BEGIN DATA EXCERPTS
PR #832, opened 2022-07-04
Add raise/1-2 and inspect/1-2 to Nx.Defn.Kernel

josevalim:
* inspect_expr and inspect_value have been deprecated
  in favor of print_expr and print_value

* assert_shape and assert_shape_pattern have been deprecated
  in favor of case+raise

### DIFF
--- a/nx/lib/nx/defn/kernel.ex
+++ b/nx/lib/nx/defn/kernel.ex
@@ -859,8 +859,7 @@ defmodule Nx.Defn.Kernel do
           {:badkey, key} ->
             Kernel.raise(
               ArgumentError,
-              "unknown key #{Kernel.inspect(key)} in #{Kernel.inspect(keyword)}, " <>
-                "expected one of #{Kernel.inspect(keys)}"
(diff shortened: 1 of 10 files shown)


nx/lib/nx/defn/kernel.ex
```diff
@@ -1488,111 +1421,143 @@ defmodule Nx.Defn.Kernel do
...
 
   @doc """
-  Asserts the `tensor` has a certain `shape`.
+  Raises a runtime exception with the given `message`.
 
-  If it succeeds, it returns the given tensor. Raises
-  an error otherwise.
+  See `raise/2` for more information on exceptions inside `defn`.
+  """
+  defmacro raise(message) do
```
josevalim, line 1438:
```suggestion
  # It needs to be a macro so we don't add stacktrace entries.
  # Since there is no defdelegate for macros, we do it manually.
  defmacro raise(message) do
```

nx/lib/nx/lin_alg.ex
```diff
@@ -458,7 +458,7 @@ defmodule Nx.LinAlg do
   ### Error cases
```
polvalente, line 458: It seems that `norm` doesn't need transforms anymore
END DATA EXCERPTS
## PROBLEM STATEMENT
Transcribe all entries exactly as they appear above.

## YOUR SOLUTION
PR #832, opened 2022-07-04
Add raise/1-2 and inspect/1-2 to Nx.Defn.Kernel

josevalim:
* inspect_expr and inspect_value have been deprecated
  in favor of print_expr and print_value

* assert_shape and assert_shape_pattern have been deprecated
  in favor of case+raise

### DIFF
--- a/nx/lib/nx/defn/kernel.ex
+++ b/nx/lib/nx/defn/kernel.ex
@@ -859,8 +859,7 @@ defmodule Nx.Defn.Kernel do
           {:badkey, key} ->
             Kernel.raise(
               ArgumentError,
-              "unknown key #{Kernel.inspect(key)} in #{Kernel.inspect(keyword)}, " <>
-                "expected one of #{Kernel.inspect(keys)}"
(diff shortened: 1 of 10 files shown)


nx/lib/nx/defn/kernel.ex
```diff
@@ -1488,111 +1421,143 @@ defmodule Nx.Defn.Kernel do
...
 
   @doc """
-  Asserts the `tensor` has a certain `shape`.
+  Raises a runtime exception with the given `message`.
 
-  If it succeeds, it returns the given tensor. Raises
-  an error otherwise.
+  See `raise/2` for more information on exceptions inside `defn`.
+  """
+  defmacro raise(message) do
```
josevalim, line 1438:
```suggestion
  # It needs to be a macro so we don't add stacktrace entries.
  # Since there is no defdelegate for macros, we do it manually.
  defmacro raise(message) do
```

nx/lib/nx/lin_alg.ex
```diff
@@ -458,7 +458,7 @@ defmodule Nx.LinAlg do
   ### Error cases
```
polvalente, line 458: It seems that `norm` doesn't need transforms anymore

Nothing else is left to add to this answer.